The review of existing protein sequence classification techniques demonstrates that many artificial intelligence, data mining, pattern recognition, and different statistical techniques have been proposed to find similarities or homology among the protein sequences from different superfamilies. However, the fast growth in the bioinspired sequence data has complicated the implementation of such techniques. The traditional approaches also find difficulties in the annotation of unknown sequence due to the noisy, incomplete, and high dimensions of the input sequence data.

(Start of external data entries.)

PR #829, opened 2021-05-11
EVAKA-4190 Add messaging api-types to employee frontend

kimifoud:
#### Summary

Initial api types for employee frontend messaging

### DIFF
--- a/frontend/src/employee-frontend/components/messages/api.ts
+++ b/frontend/src/employee-frontend/components/messages/api.ts
@@ -7,13 +7,17 @@ import { client } from '../../api/client'
 import { UUID } from '../../types'
 import {
   Bulletin,
-  IdAndName,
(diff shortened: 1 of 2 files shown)


frontend/src/employee-frontend/components/messages/api.ts
```diff
@@ -127,3 +131,63 @@ export async function getSenderOptions(
     .then((res) => Success.of(res.data))
     .catch((e) => Failure.fromError(e))
 }
+
+export async function getAccounts(): Promise<Result<MessageAccount[]>> {
```
mapehe, line 135: We updated the return type to `EnrichedMessageAccount`, so this will be outdated soon. But it probably makes sense to make the update it in the branch that I'm working on atm.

Thus, there is a need for a highly accurate and efficient feature subset selection system that can accurately classify the novel protein sequences into existing superfamilies and provides biologically useful information to the biologists in a very short amount of time.
In this paper, our objective is to overcome the limitations of high dimensional sequence data by introducing a statistical metric for the selection of discriminated or more informative features from a protein sequence. The proposed technique selects the most significant features which lead to improved classification results on various kinds of superfamilies sequences obtained from the publically known benchmark datasets. The incorporated technique is similar to alignment-free sequence classification methods and has significant advantages over the existing classification methods. Moreover, the proposed technique is very simple, fast, reliable, and robust and requires a very short training time.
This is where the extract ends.